TASK DETAILS:
Among the lines of the records, please find those that contain the word "docs" and copy them.
──────────────────────────────
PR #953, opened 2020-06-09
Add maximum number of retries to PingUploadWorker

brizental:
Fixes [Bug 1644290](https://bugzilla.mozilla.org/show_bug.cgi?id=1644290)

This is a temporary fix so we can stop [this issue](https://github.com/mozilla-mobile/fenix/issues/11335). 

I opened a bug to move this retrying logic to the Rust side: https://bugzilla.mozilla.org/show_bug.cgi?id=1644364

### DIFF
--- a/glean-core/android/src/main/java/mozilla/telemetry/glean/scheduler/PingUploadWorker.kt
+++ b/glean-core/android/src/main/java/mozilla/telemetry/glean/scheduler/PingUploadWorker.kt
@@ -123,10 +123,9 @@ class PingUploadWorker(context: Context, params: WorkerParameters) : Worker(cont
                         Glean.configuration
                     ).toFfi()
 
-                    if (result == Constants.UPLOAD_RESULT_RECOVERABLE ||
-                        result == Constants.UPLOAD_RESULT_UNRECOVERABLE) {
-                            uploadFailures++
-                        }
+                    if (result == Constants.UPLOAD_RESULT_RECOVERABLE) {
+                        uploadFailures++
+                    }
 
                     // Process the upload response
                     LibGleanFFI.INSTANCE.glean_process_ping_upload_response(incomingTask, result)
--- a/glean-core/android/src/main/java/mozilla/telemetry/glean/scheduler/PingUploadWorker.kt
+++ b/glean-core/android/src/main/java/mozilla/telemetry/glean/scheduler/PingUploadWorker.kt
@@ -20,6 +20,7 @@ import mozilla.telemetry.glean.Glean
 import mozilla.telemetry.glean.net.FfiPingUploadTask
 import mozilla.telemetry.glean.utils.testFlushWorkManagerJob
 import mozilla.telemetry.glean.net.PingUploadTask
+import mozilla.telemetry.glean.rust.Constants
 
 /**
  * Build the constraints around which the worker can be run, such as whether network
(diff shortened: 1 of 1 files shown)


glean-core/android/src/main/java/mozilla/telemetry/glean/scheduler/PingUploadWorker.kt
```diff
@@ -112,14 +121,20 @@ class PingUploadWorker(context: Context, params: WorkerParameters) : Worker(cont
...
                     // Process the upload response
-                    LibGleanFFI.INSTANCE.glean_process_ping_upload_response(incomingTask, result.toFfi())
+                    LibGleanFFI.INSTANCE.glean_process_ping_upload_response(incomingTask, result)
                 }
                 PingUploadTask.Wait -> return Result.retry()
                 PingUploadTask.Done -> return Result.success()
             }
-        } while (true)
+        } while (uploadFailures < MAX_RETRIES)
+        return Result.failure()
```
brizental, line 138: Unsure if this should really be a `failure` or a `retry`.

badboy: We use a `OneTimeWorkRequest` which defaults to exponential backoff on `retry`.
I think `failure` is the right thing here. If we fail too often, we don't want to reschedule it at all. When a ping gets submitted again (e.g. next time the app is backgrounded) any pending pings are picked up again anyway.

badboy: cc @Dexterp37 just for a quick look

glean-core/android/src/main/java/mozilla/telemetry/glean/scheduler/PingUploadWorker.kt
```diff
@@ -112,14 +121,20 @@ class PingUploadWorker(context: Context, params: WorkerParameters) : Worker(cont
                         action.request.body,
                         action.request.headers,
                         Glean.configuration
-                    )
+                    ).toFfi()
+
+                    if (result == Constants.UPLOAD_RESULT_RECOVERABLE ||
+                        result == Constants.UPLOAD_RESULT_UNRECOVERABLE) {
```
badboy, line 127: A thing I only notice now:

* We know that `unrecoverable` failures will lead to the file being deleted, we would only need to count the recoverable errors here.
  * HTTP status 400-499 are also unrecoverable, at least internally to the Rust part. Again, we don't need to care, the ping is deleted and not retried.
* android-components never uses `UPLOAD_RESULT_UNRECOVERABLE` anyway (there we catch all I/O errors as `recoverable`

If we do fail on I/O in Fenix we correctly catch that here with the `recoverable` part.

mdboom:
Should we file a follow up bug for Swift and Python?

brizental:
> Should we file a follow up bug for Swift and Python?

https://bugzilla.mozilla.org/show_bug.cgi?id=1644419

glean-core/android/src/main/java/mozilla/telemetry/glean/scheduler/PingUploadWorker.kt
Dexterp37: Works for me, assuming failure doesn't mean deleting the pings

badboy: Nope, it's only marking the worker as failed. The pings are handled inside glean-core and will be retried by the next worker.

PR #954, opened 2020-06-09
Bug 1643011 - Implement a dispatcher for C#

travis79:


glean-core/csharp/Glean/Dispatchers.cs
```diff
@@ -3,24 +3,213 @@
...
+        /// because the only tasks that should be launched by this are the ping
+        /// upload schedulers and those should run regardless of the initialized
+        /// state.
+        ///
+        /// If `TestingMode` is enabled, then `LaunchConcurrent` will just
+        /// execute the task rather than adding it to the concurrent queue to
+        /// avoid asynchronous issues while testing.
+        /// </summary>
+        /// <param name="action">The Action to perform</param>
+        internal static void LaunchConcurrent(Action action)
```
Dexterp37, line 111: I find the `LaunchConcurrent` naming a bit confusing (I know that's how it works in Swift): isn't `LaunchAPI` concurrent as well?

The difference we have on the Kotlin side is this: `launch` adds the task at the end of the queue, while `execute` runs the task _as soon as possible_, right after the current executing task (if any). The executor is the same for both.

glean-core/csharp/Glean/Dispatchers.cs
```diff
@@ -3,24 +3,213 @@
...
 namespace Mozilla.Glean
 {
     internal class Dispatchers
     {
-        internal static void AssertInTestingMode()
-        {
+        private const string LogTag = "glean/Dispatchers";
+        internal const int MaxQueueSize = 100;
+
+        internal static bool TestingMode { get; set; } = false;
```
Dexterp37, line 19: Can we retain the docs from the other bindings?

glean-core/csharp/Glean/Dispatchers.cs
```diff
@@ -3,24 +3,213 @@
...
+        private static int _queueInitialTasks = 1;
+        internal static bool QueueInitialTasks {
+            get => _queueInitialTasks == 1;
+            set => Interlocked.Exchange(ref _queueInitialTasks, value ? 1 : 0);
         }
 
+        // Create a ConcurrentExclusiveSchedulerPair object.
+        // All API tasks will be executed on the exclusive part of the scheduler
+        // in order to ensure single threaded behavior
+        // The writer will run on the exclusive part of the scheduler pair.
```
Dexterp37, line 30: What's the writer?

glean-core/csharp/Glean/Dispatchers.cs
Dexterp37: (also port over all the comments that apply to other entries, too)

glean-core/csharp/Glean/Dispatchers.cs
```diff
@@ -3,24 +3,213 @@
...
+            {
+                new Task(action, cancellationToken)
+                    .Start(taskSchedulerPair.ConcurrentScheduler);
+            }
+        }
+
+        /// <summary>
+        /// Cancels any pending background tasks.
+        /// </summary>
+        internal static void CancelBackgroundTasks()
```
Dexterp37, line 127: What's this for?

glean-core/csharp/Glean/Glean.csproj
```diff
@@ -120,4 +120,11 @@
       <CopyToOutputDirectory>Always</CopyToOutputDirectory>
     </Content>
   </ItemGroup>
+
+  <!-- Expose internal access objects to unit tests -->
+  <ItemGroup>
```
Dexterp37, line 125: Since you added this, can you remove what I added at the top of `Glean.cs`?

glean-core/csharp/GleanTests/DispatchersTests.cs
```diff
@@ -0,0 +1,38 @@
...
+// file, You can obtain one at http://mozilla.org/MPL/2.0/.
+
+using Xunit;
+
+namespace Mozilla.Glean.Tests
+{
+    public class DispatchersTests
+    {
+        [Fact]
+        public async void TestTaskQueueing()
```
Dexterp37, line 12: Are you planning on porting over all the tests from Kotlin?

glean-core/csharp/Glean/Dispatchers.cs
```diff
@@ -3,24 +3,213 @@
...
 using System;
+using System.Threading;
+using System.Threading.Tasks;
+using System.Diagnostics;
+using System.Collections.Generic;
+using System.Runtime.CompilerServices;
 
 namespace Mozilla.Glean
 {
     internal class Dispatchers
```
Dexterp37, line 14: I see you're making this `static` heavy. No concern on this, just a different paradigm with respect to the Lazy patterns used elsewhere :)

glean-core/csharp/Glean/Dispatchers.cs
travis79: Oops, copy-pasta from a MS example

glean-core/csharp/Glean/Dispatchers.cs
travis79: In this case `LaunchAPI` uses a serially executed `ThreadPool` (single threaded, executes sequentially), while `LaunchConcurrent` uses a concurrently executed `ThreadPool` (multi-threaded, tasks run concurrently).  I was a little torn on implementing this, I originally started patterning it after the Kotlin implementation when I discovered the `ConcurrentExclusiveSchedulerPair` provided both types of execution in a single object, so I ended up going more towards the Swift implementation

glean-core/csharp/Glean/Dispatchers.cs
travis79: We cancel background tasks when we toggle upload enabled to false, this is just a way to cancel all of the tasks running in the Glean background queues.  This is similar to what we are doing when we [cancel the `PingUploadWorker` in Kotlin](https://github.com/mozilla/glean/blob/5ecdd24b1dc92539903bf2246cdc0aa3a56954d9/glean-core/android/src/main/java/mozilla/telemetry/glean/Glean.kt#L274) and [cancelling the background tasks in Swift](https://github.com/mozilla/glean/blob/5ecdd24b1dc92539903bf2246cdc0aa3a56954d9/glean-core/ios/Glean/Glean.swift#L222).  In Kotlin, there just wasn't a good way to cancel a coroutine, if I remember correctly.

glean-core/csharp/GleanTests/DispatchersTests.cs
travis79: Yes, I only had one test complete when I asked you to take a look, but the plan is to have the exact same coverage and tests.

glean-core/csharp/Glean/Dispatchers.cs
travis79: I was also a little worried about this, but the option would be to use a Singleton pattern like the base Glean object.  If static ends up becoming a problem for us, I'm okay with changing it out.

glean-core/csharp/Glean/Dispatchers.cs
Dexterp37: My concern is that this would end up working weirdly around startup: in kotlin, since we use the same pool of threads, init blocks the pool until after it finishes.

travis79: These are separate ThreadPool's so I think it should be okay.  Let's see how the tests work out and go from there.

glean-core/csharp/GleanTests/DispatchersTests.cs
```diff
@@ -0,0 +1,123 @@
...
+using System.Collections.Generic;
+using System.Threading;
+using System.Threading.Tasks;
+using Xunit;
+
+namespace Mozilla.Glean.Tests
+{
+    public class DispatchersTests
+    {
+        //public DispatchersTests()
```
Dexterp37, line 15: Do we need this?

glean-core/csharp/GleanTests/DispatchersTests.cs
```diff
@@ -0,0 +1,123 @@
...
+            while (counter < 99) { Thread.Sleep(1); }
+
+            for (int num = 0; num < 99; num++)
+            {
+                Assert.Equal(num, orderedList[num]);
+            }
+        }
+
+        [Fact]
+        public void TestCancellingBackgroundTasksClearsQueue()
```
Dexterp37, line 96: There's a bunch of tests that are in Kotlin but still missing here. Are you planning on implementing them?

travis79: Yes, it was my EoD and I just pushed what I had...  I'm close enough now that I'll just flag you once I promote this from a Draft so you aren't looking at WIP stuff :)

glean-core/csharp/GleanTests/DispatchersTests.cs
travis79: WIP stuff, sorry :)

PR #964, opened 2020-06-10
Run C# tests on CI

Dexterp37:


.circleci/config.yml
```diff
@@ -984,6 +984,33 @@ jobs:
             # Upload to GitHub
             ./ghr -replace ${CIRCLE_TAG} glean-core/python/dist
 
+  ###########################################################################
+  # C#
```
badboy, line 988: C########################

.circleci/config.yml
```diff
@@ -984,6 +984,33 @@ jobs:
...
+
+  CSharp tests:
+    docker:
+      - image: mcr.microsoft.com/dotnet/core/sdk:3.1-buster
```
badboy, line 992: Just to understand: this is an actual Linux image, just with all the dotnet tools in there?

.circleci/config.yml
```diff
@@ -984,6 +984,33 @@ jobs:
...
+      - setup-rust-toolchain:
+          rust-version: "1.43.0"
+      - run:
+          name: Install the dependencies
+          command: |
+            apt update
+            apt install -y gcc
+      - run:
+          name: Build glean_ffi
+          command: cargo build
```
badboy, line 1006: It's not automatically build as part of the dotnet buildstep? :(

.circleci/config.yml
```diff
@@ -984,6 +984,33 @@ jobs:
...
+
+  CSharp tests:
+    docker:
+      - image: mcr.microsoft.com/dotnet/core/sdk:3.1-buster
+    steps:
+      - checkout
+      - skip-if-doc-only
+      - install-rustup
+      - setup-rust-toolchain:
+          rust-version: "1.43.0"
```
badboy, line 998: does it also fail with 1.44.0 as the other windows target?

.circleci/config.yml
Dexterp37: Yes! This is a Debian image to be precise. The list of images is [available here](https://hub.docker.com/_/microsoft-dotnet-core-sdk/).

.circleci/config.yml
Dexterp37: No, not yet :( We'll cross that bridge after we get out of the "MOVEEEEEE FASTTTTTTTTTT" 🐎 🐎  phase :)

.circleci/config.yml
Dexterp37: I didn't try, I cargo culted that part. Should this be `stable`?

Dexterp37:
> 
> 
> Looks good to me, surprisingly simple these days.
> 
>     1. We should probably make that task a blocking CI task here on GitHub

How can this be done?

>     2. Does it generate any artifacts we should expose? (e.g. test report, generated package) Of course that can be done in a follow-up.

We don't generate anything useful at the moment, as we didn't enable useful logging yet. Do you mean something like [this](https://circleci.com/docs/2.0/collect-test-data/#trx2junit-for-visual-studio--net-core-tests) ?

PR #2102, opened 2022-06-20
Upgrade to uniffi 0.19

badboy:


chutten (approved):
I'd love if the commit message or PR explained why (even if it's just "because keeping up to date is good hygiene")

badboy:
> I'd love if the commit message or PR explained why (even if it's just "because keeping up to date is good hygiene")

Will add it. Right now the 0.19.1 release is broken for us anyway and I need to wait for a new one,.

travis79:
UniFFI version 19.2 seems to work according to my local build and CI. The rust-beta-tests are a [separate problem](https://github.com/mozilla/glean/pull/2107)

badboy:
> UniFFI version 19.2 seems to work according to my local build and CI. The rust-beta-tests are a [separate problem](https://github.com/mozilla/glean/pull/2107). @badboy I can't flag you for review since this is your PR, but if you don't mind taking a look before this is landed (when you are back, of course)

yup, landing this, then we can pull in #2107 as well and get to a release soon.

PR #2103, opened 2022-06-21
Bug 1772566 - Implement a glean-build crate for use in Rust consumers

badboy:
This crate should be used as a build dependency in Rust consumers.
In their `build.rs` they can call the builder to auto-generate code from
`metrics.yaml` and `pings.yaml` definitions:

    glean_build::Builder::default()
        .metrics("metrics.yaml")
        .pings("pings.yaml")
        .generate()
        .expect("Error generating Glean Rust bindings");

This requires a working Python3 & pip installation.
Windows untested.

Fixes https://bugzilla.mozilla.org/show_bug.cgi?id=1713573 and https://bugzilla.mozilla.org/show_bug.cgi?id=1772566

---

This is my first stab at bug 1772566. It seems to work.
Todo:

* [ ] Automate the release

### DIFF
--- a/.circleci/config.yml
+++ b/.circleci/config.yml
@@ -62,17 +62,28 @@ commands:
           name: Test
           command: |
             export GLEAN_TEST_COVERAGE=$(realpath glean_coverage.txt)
──────────────────────────────
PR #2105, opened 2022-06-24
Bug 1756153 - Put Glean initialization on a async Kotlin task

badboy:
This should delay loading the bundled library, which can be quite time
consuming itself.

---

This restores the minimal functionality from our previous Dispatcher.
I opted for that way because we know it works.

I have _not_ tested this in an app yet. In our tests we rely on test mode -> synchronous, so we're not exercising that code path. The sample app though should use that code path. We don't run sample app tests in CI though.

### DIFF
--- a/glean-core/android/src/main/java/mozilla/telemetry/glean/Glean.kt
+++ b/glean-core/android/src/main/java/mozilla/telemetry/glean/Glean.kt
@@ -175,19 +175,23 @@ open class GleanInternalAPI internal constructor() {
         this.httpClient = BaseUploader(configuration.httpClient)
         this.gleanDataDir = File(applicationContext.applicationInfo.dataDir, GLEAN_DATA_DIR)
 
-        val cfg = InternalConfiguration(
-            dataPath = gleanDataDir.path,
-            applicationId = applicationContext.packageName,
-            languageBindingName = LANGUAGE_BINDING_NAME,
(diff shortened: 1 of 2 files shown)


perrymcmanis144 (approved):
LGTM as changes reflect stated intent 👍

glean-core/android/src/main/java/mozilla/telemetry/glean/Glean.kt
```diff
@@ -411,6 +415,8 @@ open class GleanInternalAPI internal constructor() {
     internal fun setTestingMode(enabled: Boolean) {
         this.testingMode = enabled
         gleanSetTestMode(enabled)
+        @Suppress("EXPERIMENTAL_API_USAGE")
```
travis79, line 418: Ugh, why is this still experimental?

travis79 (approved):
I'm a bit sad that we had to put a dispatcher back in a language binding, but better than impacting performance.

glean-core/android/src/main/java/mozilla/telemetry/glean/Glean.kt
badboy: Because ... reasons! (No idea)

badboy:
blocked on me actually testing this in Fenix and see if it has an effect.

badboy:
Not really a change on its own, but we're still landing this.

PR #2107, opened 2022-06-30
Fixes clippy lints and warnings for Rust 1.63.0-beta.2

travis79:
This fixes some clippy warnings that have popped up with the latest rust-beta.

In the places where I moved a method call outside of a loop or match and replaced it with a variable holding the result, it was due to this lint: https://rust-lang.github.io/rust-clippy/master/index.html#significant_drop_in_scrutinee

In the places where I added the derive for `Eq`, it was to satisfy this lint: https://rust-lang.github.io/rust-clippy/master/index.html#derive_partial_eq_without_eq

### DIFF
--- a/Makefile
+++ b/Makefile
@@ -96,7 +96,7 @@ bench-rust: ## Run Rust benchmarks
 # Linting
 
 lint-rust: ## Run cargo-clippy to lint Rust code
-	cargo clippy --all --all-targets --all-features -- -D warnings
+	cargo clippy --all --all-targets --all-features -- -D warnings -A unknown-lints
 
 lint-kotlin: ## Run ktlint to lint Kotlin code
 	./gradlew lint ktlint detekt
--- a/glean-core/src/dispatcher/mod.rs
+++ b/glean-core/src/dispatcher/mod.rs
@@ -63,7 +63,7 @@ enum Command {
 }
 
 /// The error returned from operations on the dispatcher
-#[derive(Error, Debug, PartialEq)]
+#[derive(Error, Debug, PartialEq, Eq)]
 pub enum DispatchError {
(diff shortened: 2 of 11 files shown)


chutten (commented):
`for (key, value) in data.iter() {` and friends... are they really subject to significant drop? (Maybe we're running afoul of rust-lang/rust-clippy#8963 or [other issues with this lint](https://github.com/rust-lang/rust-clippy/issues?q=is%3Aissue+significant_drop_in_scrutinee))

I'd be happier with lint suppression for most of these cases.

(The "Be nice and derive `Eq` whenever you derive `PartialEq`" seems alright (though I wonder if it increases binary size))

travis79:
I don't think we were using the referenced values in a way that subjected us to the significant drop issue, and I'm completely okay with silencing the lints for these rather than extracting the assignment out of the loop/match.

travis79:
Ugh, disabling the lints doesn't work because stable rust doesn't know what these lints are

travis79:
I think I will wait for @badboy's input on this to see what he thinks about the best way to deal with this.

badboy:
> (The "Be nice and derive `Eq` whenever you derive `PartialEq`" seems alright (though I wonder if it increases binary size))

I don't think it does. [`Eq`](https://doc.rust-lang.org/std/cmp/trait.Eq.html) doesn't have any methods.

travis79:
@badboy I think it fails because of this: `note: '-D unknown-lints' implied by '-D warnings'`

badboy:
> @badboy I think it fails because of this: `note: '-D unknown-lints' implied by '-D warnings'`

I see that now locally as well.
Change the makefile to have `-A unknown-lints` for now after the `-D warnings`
──────────────────────────────
WRITTEN RESPONSE:
Dexterp37, line 19: Can we retain the docs from the other bindings?
We don't generate anything useful at the moment, as we didn't enable useful logging yet. Do you mean something like [this](https://circleci.com/docs/2.0/collect-test-data/#trx2junit-for-visual-studio--net-core-tests) ?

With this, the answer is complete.